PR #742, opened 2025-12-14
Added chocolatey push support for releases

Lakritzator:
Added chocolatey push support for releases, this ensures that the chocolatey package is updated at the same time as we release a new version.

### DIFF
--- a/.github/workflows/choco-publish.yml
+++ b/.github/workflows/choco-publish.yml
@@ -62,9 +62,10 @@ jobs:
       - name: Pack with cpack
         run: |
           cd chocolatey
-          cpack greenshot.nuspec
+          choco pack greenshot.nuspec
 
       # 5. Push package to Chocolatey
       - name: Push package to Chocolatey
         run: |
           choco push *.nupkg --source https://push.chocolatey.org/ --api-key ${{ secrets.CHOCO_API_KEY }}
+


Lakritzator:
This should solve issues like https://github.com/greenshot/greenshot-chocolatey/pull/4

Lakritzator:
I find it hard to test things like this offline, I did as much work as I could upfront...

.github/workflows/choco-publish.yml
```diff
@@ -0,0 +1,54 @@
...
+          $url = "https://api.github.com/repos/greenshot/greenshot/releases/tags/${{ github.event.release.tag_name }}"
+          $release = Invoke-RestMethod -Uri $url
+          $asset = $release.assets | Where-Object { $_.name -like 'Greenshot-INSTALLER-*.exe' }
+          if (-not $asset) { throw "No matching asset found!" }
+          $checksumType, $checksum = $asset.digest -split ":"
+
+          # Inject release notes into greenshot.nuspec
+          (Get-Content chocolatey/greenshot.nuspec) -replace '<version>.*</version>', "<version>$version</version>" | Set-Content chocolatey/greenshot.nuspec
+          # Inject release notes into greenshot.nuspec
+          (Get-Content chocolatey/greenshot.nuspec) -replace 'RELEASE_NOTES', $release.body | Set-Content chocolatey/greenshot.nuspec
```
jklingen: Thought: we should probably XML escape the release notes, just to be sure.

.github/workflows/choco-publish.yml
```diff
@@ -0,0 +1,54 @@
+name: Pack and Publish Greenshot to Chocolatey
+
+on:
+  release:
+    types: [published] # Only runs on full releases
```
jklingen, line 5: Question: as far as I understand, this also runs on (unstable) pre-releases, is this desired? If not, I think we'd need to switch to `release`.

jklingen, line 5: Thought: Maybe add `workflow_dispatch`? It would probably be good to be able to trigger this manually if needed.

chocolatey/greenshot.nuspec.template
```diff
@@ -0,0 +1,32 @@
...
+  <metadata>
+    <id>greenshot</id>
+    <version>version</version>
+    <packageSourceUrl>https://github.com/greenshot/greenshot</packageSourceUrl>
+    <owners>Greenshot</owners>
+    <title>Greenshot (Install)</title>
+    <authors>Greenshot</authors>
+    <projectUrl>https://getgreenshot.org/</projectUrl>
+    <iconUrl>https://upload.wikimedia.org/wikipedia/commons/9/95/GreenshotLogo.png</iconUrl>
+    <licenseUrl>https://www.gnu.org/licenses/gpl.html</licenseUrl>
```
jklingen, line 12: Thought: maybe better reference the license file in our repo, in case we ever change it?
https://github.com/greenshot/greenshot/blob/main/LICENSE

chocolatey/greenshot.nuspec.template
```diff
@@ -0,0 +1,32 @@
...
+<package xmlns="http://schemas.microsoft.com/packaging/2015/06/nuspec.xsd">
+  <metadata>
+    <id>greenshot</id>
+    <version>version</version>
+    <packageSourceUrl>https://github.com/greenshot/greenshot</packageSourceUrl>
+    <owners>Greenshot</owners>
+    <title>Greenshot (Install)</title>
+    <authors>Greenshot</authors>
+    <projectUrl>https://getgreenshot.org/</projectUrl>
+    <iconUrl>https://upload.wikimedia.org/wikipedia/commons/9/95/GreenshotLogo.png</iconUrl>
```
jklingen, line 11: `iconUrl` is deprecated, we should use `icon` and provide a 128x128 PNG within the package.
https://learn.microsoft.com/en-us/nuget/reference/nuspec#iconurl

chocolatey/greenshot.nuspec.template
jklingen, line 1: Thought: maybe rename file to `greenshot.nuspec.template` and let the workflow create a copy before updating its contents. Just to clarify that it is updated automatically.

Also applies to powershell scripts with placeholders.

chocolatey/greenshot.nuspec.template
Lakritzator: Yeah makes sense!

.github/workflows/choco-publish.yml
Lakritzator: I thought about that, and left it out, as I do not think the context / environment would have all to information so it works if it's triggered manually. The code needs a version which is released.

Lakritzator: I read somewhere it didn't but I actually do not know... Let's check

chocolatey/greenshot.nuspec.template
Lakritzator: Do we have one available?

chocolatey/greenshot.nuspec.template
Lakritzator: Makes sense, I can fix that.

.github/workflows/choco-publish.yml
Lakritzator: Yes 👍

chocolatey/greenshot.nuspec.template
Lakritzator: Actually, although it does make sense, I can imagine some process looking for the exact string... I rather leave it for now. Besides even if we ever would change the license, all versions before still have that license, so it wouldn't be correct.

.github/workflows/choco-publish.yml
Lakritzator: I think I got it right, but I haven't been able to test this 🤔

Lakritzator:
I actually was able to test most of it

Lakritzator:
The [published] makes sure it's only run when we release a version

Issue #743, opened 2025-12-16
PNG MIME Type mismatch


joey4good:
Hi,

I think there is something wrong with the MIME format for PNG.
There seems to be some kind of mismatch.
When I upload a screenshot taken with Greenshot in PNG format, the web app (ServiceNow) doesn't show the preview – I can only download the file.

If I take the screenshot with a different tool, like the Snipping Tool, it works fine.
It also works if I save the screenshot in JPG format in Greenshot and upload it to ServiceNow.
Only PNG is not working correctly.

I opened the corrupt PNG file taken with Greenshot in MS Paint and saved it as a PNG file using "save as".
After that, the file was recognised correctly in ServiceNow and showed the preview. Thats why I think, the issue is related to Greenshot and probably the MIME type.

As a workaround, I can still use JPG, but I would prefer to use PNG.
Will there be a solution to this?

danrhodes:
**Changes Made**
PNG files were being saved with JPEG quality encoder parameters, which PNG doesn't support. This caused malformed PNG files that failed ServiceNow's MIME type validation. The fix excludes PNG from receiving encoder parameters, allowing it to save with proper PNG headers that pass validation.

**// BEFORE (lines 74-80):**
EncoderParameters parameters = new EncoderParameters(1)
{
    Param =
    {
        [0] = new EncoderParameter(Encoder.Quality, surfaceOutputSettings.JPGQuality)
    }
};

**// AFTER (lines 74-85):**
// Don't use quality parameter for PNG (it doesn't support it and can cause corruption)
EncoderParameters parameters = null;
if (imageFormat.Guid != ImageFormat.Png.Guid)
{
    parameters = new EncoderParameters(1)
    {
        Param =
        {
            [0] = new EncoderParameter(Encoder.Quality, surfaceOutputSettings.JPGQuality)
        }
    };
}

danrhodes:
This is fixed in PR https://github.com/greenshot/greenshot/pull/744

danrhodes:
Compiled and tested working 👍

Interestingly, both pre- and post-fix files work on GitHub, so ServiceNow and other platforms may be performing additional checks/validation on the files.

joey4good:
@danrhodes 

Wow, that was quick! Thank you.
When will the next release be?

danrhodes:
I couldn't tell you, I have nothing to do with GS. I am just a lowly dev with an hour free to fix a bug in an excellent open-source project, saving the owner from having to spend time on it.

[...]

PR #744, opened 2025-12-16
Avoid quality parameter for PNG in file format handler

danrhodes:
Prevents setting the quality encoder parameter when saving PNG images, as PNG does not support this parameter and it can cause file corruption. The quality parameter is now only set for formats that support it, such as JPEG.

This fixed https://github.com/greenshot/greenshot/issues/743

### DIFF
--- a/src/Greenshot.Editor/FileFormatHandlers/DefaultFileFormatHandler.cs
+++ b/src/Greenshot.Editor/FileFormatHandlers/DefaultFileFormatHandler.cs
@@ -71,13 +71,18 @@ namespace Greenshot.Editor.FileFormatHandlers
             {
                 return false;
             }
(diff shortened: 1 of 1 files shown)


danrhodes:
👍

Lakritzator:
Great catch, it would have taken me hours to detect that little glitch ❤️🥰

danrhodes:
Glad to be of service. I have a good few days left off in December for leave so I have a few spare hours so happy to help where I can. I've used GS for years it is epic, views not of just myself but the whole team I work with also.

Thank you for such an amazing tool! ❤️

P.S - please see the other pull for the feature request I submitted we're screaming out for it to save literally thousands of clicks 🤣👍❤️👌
::::
**DESCRIPTION OF THE TASK**: From the material above, give the number of lines that contain the string "like", without any added remark.

**OUTPUT FOR THIS TASK**: 4